[Saved entries]
======

PR #5572, opened 2023-03-15
feat: add canonical redirect for static html files

danez:
#### Summary

Fixes https://github.com/netlify/pod-compute/issues/432

This adds canonical redirect for HTML files, the same as in production.

This is done on every request before proxying to the static file server or the frameworks dev server. Although if a framework uses an in-memory dev server we cannot mimic the behavior, as there are no static files to check against.

Most of the new files is restructuring so that I was able to write unit tests for each file.

---

      passes our tests.

### DIFF
--- a/src/utils/proxy.mjs
+++ b/src/utils/proxy.mjs
@@ -34,8 +34,8 @@ import { NETLIFYDEVLOG, NETLIFYDEVWARN, log, chalk } from './command-helpers.mjs
 import createStreamPromise from './create-stream-promise.mjs'
 import { headersForPath, parseHeaders, NFRequestID } from './headers.mjs'
 import alternativePathsFor from './proxy/alternative-paths-for.mjs'
+import findStaticFileForURLPath from './proxy/find-static-file-for-url-path.mjs'
 import getCanonicalURLPath from './proxy/get-canonical-url-path.mjs'
-import getStatic from './proxy/get-static.mjs'
 import isFunction from './proxy/is-function.mjs'
 import { generateRequestID } from './request-id.mjs'
 import { createRewriter, onChanges } from './rules-proxy.mjs'
@@ -195,7 +195,7 @@ const serveRedirect = async function ({ env, match, options, proxy, req, res, si
 
   const reqUrl = reqToURL(req)
 
-  const staticFile = await getStatic(decodeURIComponent(reqUrl.pathname), options.publicFolder)
+  const staticFile = await findStaticFileForURLPath(decodeURIComponent(reqUrl.pathname), options.publicFolder)
   if (staticFile) {
     req.url = encodeURI(staticFile) + reqUrl.search
     // if there is an existing static file and it is not a forced redirect, return the file
@@ -258,7 +258,7 @@ const serveRedirect = async function ({ env, match, options, proxy, req, res, si
       return proxy.web(req, res, { target: options.functionsServer })
     }
 
-    const destStaticFile = await getStatic(dest.pathname, options.publicFolder)
+    const destStaticFile = await findStaticFileForURLPath(dest.pathname, options.publicFolder)
     let statusValue
     if (match.force || (!staticFile && ((!options.framework && destStaticFile) || isInternal(destURL)))) {
       req.url = destStaticFile ? destStaticFile + dest.search : destURL
@@ -502,7 +502,7 @@ const onRequest = async (
   if (req.method === 'GET') {
     const url = reqToURL(req)
     const decodedUrl = decodeURIComponent(url.pathname)
-    const staticFile = await getStatic(decodedUrl, settings.dist)
+    const staticFile = await findStaticFileForURLPath(decodedUrl, settings.dist)
 
     if (staticFile) {
       const unixStaticFile = unixify(staticFile)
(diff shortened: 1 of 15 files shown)


src/utils/proxy/get-canonical-url-path.mjs
```diff
@@ -0,0 +1,25 @@
+import { basename, extname } from 'path'
+
+/**
```
eduardoboucas, line 3: The JSDoc comment doesn't match the signature.

src/utils/proxy/alternative-paths-for.mjs
```diff
@@ -0,0 +1,33 @@
+import isFunction from './is-function.mjs'
+
+// Used as an optimization to avoid dual lookups for missing assets
+const assetExtensionRegExp = /\.(html?|png|jpg|js|css|svg|gif|ico|woff|woff2)$/
+
+/**
+ * For an URL get alternative static file paths
```
eduardoboucas, line 7: Can you add a bit more detail about what "alternative paths" means in this context?

src/utils/proxy/get-static.mjs
```diff
@@ -0,0 +1,26 @@
...
+
+import alternativePathsFor from './alternative-paths-for.mjs'
+
+/**
+ *
+ * @param {string} pathname
+ * @param {string} publicFolder
+ * @returns {Promise<string | undefined>}
+ */
+const getStatic = async function (pathname, publicFolder) {
```
eduardoboucas, line 13: Can we find a more descriptive name for this? Or failing that, can we add a description to the JSDoc comment?

src/utils/proxy/is-function.mjs
```diff
@@ -0,0 +1,12 @@
+const FUNCTION_PATH_REGEX = /^\/.netlify\/(functions|builders)\/.+/
+
+/**
+ * Is the URL a function url
```
eduardoboucas, line 4:
```suggestion
 * Checks whether the URL targets a serverless function
```

src/utils/proxy.mjs
```diff
@@ -513,11 +484,46 @@ const initializeProxy = async function ({ configPath, distDir, env, host, port,
...
+    const staticFile = await getStatic(decodedUrl, settings.dist)
+
+    if (staticFile) {
+      const unixStaticFile = unixify(staticFile)
+      if (decodedUrl !== unixStaticFile && (unixStaticFile.endsWith('.html') || unixStaticFile.endsWith('.htm'))) {
+        const canonicalPath = getCanonicalURLPath(unixStaticFile)
+
+        if (canonicalPath !== decodedUrl) {
+          console.log(`${NETLIFYDEVLOG} Redirecting to canonical URL ${decodedUrl} -> ${canonicalPath}`)
+          res.setHeader('age', '0')
```
eduardoboucas, line 514: Feels a bit odd to be repeating the code where we set these headers. Do you think it would make sense to centralise that somehow?

src/utils/proxy.mjs
```diff
@@ -513,11 +484,46 @@ const initializeProxy = async function ({ configPath, distDir, env, host, port,
...
+    const decodedUrl = decodeURIComponent(url.pathname)
+    const staticFile = await getStatic(decodedUrl, settings.dist)
+
+    if (staticFile) {
+      const unixStaticFile = unixify(staticFile)
+      if (decodedUrl !== unixStaticFile && (unixStaticFile.endsWith('.html') || unixStaticFile.endsWith('.htm'))) {
+        const canonicalPath = getCanonicalURLPath(unixStaticFile)
+
+        if (canonicalPath !== decodedUrl) {
+          console.log(`${NETLIFYDEVLOG} Redirecting to canonical URL ${decodedUrl} -> ${canonicalPath}`)
```
eduardoboucas, line 513: Do we need this log message?

src/utils/proxy/alternative-paths-for.mjs
```diff
@@ -0,0 +1,33 @@
+import isFunction from './is-function.mjs'
+
+// Used as an optimization to avoid dual lookups for missing assets
```
eduardoboucas, line 3: Could you explain this? Why are we associating these specific extensions with missing assets?

eduardoboucas:
We should turn this into a `feat:` or `fix:` before merging.

src/utils/proxy/alternative-paths-for.mjs
danez: I do not know what this is, I just copied this from `proxy.mjs`

src/utils/proxy.mjs
danez: I can remove it.

src/utils/proxy.mjs
danez: Problem is that this is the default Response object which uses `setHeader()`. In the static server it uses a FastifyResposne object which uses `header()`.

src/utils/proxy.mjs
```diff
@@ -2,7 +2,8 @@
 import { Buffer } from 'buffer'
 import { once } from 'events'
 import { readFile } from 'fs/promises'
-import http from 'http'
+// eslint-disable-next-line no-unused-vars
```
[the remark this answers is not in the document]
danez: Yes this is only for the types as long as we do not have TypeScript

danez:
Okay updated.

eduardoboucas:
> This is done on every request before proxying to the static file server or the frameworks dev server. Although if a framework uses an in-memory dev server we cannot mimic the behavior, as there are no static files to check against.

I've been thinking about this, and I think it is a pretty big limitation. If we can't get around it, I wonder about the value of introducing this change, because we'll be incurring the cost of changing existing behaviour without achieving the goal of true parity with production.

I wonder if there's a world in which rather than handling the request before proxying to the static server, we do it on the way out, perhaps with a combination of [the `selfHandleResponse` option](https://www.npmjs.com/package/http-proxy#options)  and the `proxyRes` event? (When we redirect, we still return the data in the body.)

======

• [Exercise]:
Report the total of lines above containing the string "tests", and write nothing besides it.

• [Written answer]:
2